Start of Input records
PR #877, opened 2018-07-10
Improvements for unwind-protect

lionel-:
- Add a plugin for enabling unwind-protect. Using `// [[Rcpp::plugins(unwindProtect)]]` is safer than `#define` because the plugin ensures unwind-protect is enabled in all compilation units including RcppExports.cpp. This avoids linking issues.

- Make `LongjumpException` public. Users should catch and rethrow it before `catch (...)` so longjumps are not ignored.

- Move `unwindProtect()` to Rcpp/unwindProtect.h. Include it early in RcppCommon to make it available in other header files. This will be useful for calling into R APIs for initialising static variables etc (more on that later).

- Rename `RCPP_PROTECTED_EVAL` to `RCPP_USE_UNWIND_PROTECT`. Then `RCPP_USING_UNWIND_PROTECT` is defined in headers.h if the R version is sufficient. The latter define can be used in the rest of header files.

- Refactor unit tests so that the unwound indicator is an environment rather than a logical vector. I got into trouble with the latter because the bytecode compiler replaces scalar logical with globally shared `TRUE` or `FALSE` values. Mutating these values corrupts the runtime.

- Pass `...` from `unitTestSetup()` to `sourceCpp()` for easy debugging.

### DIFF
--- a/ChangeLog
+++ b/ChangeLog
@@ -1,3 +1,13 @@
+
+2018-07-10  Lionel Henry  <lionel@rstudio.com>
+
+        * inst/include/Rcpp/exceptions.h: Move LongjumpException from the
+        Rcpp::internal namespace to the public Rcpp namespace. If you have a
+        catch-all statement like `catch (...)`, be sure to catch and rethrow
+        Rcpp::LongjumpException to prevent the R longjump from being ignored.
+        * inst/include/Rcpp/macros/macros.h (VOID_END_RCPP): idem
+        * src/attributes.cpp: idem
+
 2018-07-05  Lionel Henry  <lionel@rstudio.com>
 
         * inst/include/Rcpp/api/meat/Rcpp_eval.h: Rename `RCPP_PROTECTED_EVAL`
--- a/ChangeLog
+++ b/ChangeLog
@@ -1,3 +1,9 @@
+
+2018-07-05  Lionel Henry  <lionel@rstudio.com>
+
+        * R/unit.tests.R (unitTestSetup): Pass extra arguments to sourceCpp()
+        for easier debugging.
+
 2018-06-22  Kevin Ushey  <kevinushey@gmail.com>
 
         * inst/include/Rcpp/api/meat/Rcpp_eval.h: Ensure R_BaseEnv is used
--- a/ChangeLog
+++ b/ChangeLog
@@ -1,13 +1,22 @@
+2018-07-05  Lionel Henry  <lionel@rstudio.com>
+
+        * inst/include/Rcpp/api/meat/Rcpp_eval.h: Rename `RCPP_PROTECTED_EVAL`
+        to `RCPP_USE_UNWIND_PROTECT` because the new API is now more general
+        than just evaluation of R code.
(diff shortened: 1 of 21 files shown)


lionel-:
@eddelbuettel Would you like to rename `Rcpp::Rcpp_fast_eval()` here? If yes do you want to try `Rcpp::eval()`? Alternatively `Rcpp::evalProtect()` might not be too bad a name.

lionel-:
oops R CMD check fails on Windows with this branch, will investigate.

eddelbuettel:
Hi @lionel- -- there is a lot to unpack here. I am wondering if we should split it over several smaller PRs.

Lots of it looks really good and like something we can / should do (the plugin, moving to a normal header included included early, ...) but it seems we are wrapping this up with turning more things on automatically which may still be risky.

I was also thinking about a release "soon" so maybe doing this in parts may be safer?

lionel-:
>  it seems we are wrapping this up with turning more things on automatically which may still be risky

Sorry I didn't understand that. What do you mean?

> I was also thinking about a release "soon" so maybe doing this in parts may be safer?

I have put off all new/risky things for later PRs that I will send after the release. I think almost all of this should be in the next release:

* Making LongjumpException public is essential for compatibility of unwind-protect with code that uses `catch (...)`, so users can avoid swallowing the LJ exception.
* Enabling unwindProtect with the plugin ensures the correct Makevars flag is used to avoid UB issues.
* It is safer to remove the scalar logical mutation from the unit tests. Though the unit tests do work for the current version of R.

On the other hand including `unwindProtect()` earlier in the build process is not essential right now. Would you prefer to remove this commit?

Oh and also I meant to remove the default argument of `Rcpp_fast_eval()`. The global env is often not the right default and I think we should force users to think about where they want to evaluate (their own namespace, the base env, the global env?). Any objection? It is important to do this before release so we don't modify the API later on.

Likewise, it would be preferable to rename fast_eval to make it consistent with the rest of the Rcpp API before release.

lionel-:
> oops R CMD check fails on Windows with this branch, will investigate.

It was not Windows but on 3.5 in general, my bad for not checking the last commit properly. Now fixed.

eddelbuettel:
> Sorry I didn't understand that. What do you mean?

Maybe I misread above at first.  Does it, or does it not, turn the new behaviour on by default?  Last time we still had three important packages fail.  Can you clarify?

lionel-:
The plugin is for enabling unwind-protect, which is disabled by default. The three package fails were actually normal failures but I've prepared some tools to help fix those. I will send a new PR after the release.

Any objection to including the following commit to this PR? https://github.com/lionel-/Rcpp/commit/2ba5095b20465b8c3cd17fa876cca28aa8a67d68 It removes the default argument for fast_eval(). This commit passes R CMD check on mac, Linux, Windows, with R 3.4 and R 3.5.

eddelbuettel:
Yes toss it in. May as well test all at once.

eddelbuettel:
"No change to worse", ie no new rev.dep failures in this PR relative to the master branch, so merging in.

PR #878, opened 2018-07-12
sort case-insensitive to make RcppExports more deterministic 

jackwasey:
`compileAttributes` uses `list.files` which gives a locale-dependent ordering of the matched files. This differs between C and en-us.UTF-8, with C ordering putting upper-case file names first. This makes the code output to `RcppExports.*` different depending on the locale.

It was not obvious to me how to make this locale independent using base R, but at least ignoring case when calling `list.files` eliminates some of the discrepancies produced with these two widely used collations. People calling `compileAttributes()` from locales which are not ordered A-Z will see differences in the output order (and thus order of functions in the generated code).

### DIFF
--- a/R/Attributes.R
+++ b/R/Attributes.R
@@ -422,7 +422,7 @@ compileAttributes <- function(pkgdir = ".", verbose = getOption("verbose")) {
         dir.create(rDir)
 
     # get a list of all source files
-    cppFiles <- list.files(srcDir, pattern = "\\.((c(c|pp)?)|(h(pp)?))$")
+    cppFiles <- list.files(srcDir, pattern = "\\.((c(c|pp)?)|(h(pp)?))$", ignore.case = TRUE)
 
     # derive base names (will be used for modules)
     cppFileBasenames <- tools::file_path_sans_ext(cppFiles)


kevinushey:
A number of packages that have required locale-independent sorting have implemented a `sort_c` function, e.g. see what roxygen2 does here:

https://github.com/klutometis/roxygen/blob/bbf259ddee033a873426ded1e83cdd344b986595/R/util-locale.R#L1-L14

We could potentially do something similar in Rcpp -- explicitly set LC_COLLATE, sort the list of files, and then restore the old LC_COLLATE.

kevinushey:
But if setting `ignore.case` is enough to handle the most common cases then I think that's sufficient.

jackwasey:
I'll leave it to your judgement: I agree this is a quick win which, at least for me, covers my fairly vanilla Ubuntu and Mac setups, which were producing different RcppExports code. I'm sure those case-insensitive windows users would also have bad interactions when also developing also on case-sensitive operating systems.

eddelbuettel:
This is an easy win. We could always look into setting locale to C, sorting, then resetting as @kevinushey suggested.  But until then this works for me.

hadley:
Could we please change the locale here? That will also ensure consistency from system to system.

eddelbuettel:
Quoting @jjallaire [in the same thread](https://github.com/apache/arrow/pull/2596#issuecomment-424409293)  : 

> A recent change in Rcpp (v0.12.18 from a couple of months ago) changed the sorting behavior to be more stable across locales/operating systems: RcppCore/Rcpp#878
>
> Net is that this should be a one-time issue and that the order will be better preserved across environments in the future.

hadley:
That link is to this issue?

The problem with only ignoring the case is that you will still get a different default ordering in locales that don't order letters the same way as English. This means that collaborators with different locales will still generate different RcppExports.

kevinushey:
We could set the locale to C temporarily and then sort the discovered files, e.g.

```R
cppFiles <- list.files(srcDir, pattern = "\\.((c(c|pp)?)|(h(pp)?))$", ignore.case = TRUE)

locale<- Sys.getlocale(category = "LC_COLLATE")
Sys.setlocale(category = "LC_COLLATE", locale = "C")
cppFiles <- sort(cppFiles)
Sys.setlocale(category = "LC_COLLATE", locale = locale)
```

jackwasey:
@kevinushey this looks good to me.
End of Input records
**Exercise aim**
Set the lines down exactly, from the first line of the records to the line where "are not ignored." appears, with both ends kept.

**Your solution**
PR #877, opened 2018-07-10
Improvements for unwind-protect

lionel-:
- Add a plugin for enabling unwind-protect. Using `// [[Rcpp::plugins(unwindProtect)]]` is safer than `#define` because the plugin ensures unwind-protect is enabled in all compilation units including RcppExports.cpp. This avoids linking issues.

- Make `LongjumpException` public. Users should catch and rethrow it before `catch (...)` so longjumps are not ignored.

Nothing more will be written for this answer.